Gli emigrati ci aiuteranno a riconoscere e ad affrontare da subito anche tutti gli altri problemi, perché nessun uomo debba essere strappato alla sua terra e alle sue radici affettive e culturali. In particolare ci impegnamo perché l’Italia awii un nuovo rapporto politico e commerciale tra Nord e Sud del mondo che permetta a ques’ultimo di risollevarsi. Oggi i 1.200 miliardi di dollari (cifra impiegata annualmente nel mondo per la difesa armata) di debito estero dei paesi impoveriti costringono i paesi del Sud a dirottare verso le banche creditrici i finanziamenti necessari per lo sviluppo delle popolazioni locali e rendono emblematicamente vere le parole di Lula: «La terza guerra mondiale è già cominciata. Invece di soldati ci sono bambini che muoiono, invece di milioni di feriti ci sono milioni di disoccupati, invece della distruzione di ponti c’è la distruzione di fabbriche, di scuole, di intere economie».

In modo particolare, sullo spinoso problema del debito estero chiediamo al Governo e alla Comunità Europea di far proprie le proposte avanzate dal Tribunale Permanente dei Popoli, per realizzare subito una moratoria del pagamento degli interessi sul debito e per convocare presso l’ONU una Conferenza internazionale dei paesi debitori e creditori per la definitiva soluzione del problema. Intanto, a livello territoriale, facciamo in modo che venga incentivata la vendita di prodotti provenienti direttamente dal Sud del mondo, saltando le mediazioni commerciali speculative. Favoriremo progetti alternativi alle monocolture e al degrado ambientale e stimoleremo la ricerca di nuove regole commerciali eque e solidali con i paesi impoveriti.

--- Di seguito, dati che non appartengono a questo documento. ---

PR #531, opened 2026-04-09
Add per composable node log_level support

penww:
## Description

Fixes # (https://github.com/ros2/rclcpp/issues/3091)

No, this change add new parameter for `ComposableNode`, not affect the existing functions.

Yes, partially with Claude Sonnet 4.6.

### Additional Information

Example for per component log level feature enabled:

Promoviamo la creazione e la diffusione di banche, tipo MAG (Mutua autogestione), che garantiscano un corretto utilizzo dei fondi in progetti di cooperazione. A livello sociale e politico impegnamoci a potenziare istituzioni non governative effettivamente in grado di soddisfare i diritti economici, sociali, culturali, civili e politici delle persone e delle comunità umane.

Prenderci cura degli uomini significa anche rivedere radicalmente il nostro atteggiamento con la natura. Siamo catturati ogni giorno dalla pubblicità della società dell'”usa e getta”, ma ormai i disastri ecologici (Seveso, Bhopal, Chernobyl, petroliere…), il buco nell’ozono, l’effetto serra, l’inquinamento atmosferico, l’avvelenamento dell’acqua e della terra, le alghe dell’Adriatico, la desertificazione e la distruzione delle foreste, l’accumulo dei rifiuti mostrano quanto siano tossici i frutti del nostro modello.

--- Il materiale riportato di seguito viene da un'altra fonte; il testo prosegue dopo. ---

PR #80, opened 2020-07-17
Members

Ahmedgagan:
Custom route for group_members


app/serializers/group_user_assigned_serializer.rb
```diff
@@ -0,0 +1,22 @@
...
+class GroupUserAssignedSerializer < BasicUserSerializer
+  include UserPrimaryGroupMixin
+
+  attributes :name,
+             :title,
+             :last_posted_at,
+             :last_seen_at,
+             :added_at,
+             :assignments_count,
+             :timezone
```
davidtaylorhq, line 12: Do we need all these attributes? `name` is already included in BasicUserSerializer. And I don't think we're actually using title/last_posted_at/last_seen_at/added_at/timezone for the assign UI?

assets/javascripts/discourse/templates/components/group-assignments-filter.hbs
```diff
@@ -1,6 +1,6 @@
 {{#if show-avatar}}
   {{#link-to "group.assignments.show" filter.username_lower}}
-    {{avatar filter avatarTemplatePath="avatar_template" usernamePath="username" imageSize="small"}} {{displayName}}
+    {{avatar filter avatarTemplatePath="avatar_template" usernamePath="username" imageSize="small"}} {{displayName}} {{concat '(' filter.assignments_count concat ')' }}
```
davidtaylorhq, line 3: How about `({{filter.assignments_count}})`? I don't think we need concat here

app/controllers/discourse_assign/assign_controller.rb
```diff
@@ -122,6 +122,28 @@ def assigned
...
+      group = Group.find_by(name: params[:group_name])
+      members = User
+        .joins("LEFT OUTER JOIN group_users g on users.id=g.user_id LEFT OUTER JOIN user_options uo on uo.user_id=users.id LEFT OUTER JOIN topic_custom_fields tcf ON tcf.value::int = users.id")
+        .where("tcf.name = 'assigned_to_id' AND g.group_id=? AND (users.id > 0)", group.id)
+        .order('COUNT(users.id) DESC')
+        .group('users.id, added_at, uo.timezone')
+        .select('users.*, COUNT(users.id) as "assignments_count", g.created_at as "added_at", uo.timezone')
+        .limit(limit)
+        .offset(offset)
+        .includes(:primary_group)
```
davidtaylorhq, line 142: See comments on the serializer. I think we might be able to remove a lot of this (e.g. primary group, timezone, added_at`)

app/controllers/discourse_assign/assign_controller.rb
```diff
@@ -122,6 +122,28 @@ def assigned
...
+      limit = (params[:limit] || 50).to_i
+      offset = params[:offset].to_i
+
+      raise Discourse::InvalidParameters.new(:limit) if limit < 0 || limit > 1000
+      raise Discourse::InvalidParameters.new(:offset) if offset < 0
+      raise Discourse::NotFound.new if !params[:group_name].present?
+
+      group = Group.find_by(name: params[:group_name])
+      members = User
+        .joins("LEFT OUTER JOIN group_users g on users.id=g.user_id LEFT OUTER JOIN user_options uo on uo.user_id=users.id LEFT OUTER JOIN topic_custom_fields tcf ON tcf.value::int = users.id")
```
davidtaylorhq, line 135: Very nice! This should be nice and efficient for assignment counts with just one query ❤️

app/controllers/discourse_assign/assign_controller.rb
```diff
@@ -122,6 +122,28 @@ def assigned
       render json: { topics: serialize_data(topics, AssignedTopicSerializer) }
     end
 
+    def group_members
```
davidtaylorhq, line 125: I think we need a couple of security checks here. 

`can_assign` is already handled by the `before_action` in the controller ✅ 

I think we need `guardian.ensure_can_see_group_members!(group)` as well, in case the group is private. Can you also add that check to the list of assigned topics?

app/serializers/group_user_assigned_serializer.rb
```diff
@@ -0,0 +1,13 @@
+# frozen_string_literal: true
+
+class GroupUserAssignedSerializer < BasicUserSerializer
+  include UserPrimaryGroupMixin
```
davidtaylorhq, line 4: Do we still need the primary group mixin?

Ahmedgagan: removed in the latest commit😅

assets/javascripts/discourse-assign/controllers/group-assignments.js.es6
```diff
@@ -1,31 +1,28 @@
...
-      return;
+    if (this.model.members.length >= this.offset + 50) {
+      this.set("loading", true);
+      this.set("offset", this.offset + 50);
+      ajax(`/assign/members/${this.groupName}?offset=${this.offset}`).then(
+        result => {
+          this.set("model.members", this.model.members.concat(result.members));
+          this.set("loading", false);
+        }
+      );
```
davidtaylorhq, line 24: Sorry I didn't mention this earlier 😓 

I don't think we should modify the `model.members` parameter. The items we are adding are not complete 'user' models, they are just simple JS objects. Can we make a `members` property in the controller, and use that instead? Make sure to reset it to an empty array each time in the `setupController` method.

Ahmedgagan: done in new commit

assets/javascripts/discourse-assign/controllers/group-assignments.js.es6
```diff
@@ -1,31 +1,33 @@
...
 export default Controller.extend({
   router: service(),
   application: controller(),
   loading: false,
+  offset: 0,
 
   findMembers(refresh) {
-    if (this.loading || !this.model) {
+    if (refresh) {
+      this.set("members", this.model.members);
```
davidtaylorhq, line 13: Do we need this? I don't think that `model.members` will have the assignment count? So maybe we should set to an empty array?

L’inversione di tendenza non possiamo aspettarla da altri; la realizziamo:
• cominciando dalle scelte personali (meno sprechi, meno consumi, diversificazione dei rifiuti, rifiuto dei pesticidi, uso della bicicletta, rispetto dei ritmi naturali);
• contrastando e denunciando tutti gli abusi che vengono perpetrati nel territorio per clientele, per interessi e per incoscienza;
• partecipando alle scelte di programmazione.

A livello nazionale chiediamo ai responsabili politici italiani che venga sostenuta la proposta di una Convenzione per la protezione dell’atmosfera terrestre. Il no al nucleare, o meglio il no alla via energetica dura uscito dal referendum del novembre 1987 deve portare allo sviluppo di programmi concreti delle fonti alternative, deve diventare cioè un chiaro sì alla via del sole, la via del risparmio energetico, delle fonti rinnovabili, della diversificazione, della decentralizzazione.

La necessità di armonizzare la vita presente e futura dell’umanità con l’ambiente ci induce a limitare la produzione di rifiuti (soprattutto quelli nocivi) e attuare programmi di riciclaggio evitando di scaricarli sui territori altrui. Prendersi cura dell’uomo, rispettare l’ambiente, significa non investire più nella politica di potenza. Per rispondere alle sfide odierne poste dall’interdipendenza, a cominciare da quelle dello sviluppo e dell’ambiente, occorre passare dall’idea della “difesa nazionale” all’idea della “sicurezza planetaria”, i cui problemi sono di natura economica, sociale e culturale, non militare.

La sicurezza, così concepita, esige che i vari conflitti vengano risolti da una unica autorità mondiale, cioè l’ONU adeguatamente democratizzata, la quale deve farsi carico anche del superamento degli eserciti nazionali mediante la creazione di apposito organismo operativo.

L’atmosfera di distensione in atto offre una occasione storica per promuovere una coraggiosa corsa al disarmo, anche con segni di azioni unilaterali, e avviare la costruzione di una “sicurezza comune” in cui venga esclusa qualsiasi capacità di minaccia e aggressione verso l’esterno, instaurando così un vero dialogo e una fiducia reciproca.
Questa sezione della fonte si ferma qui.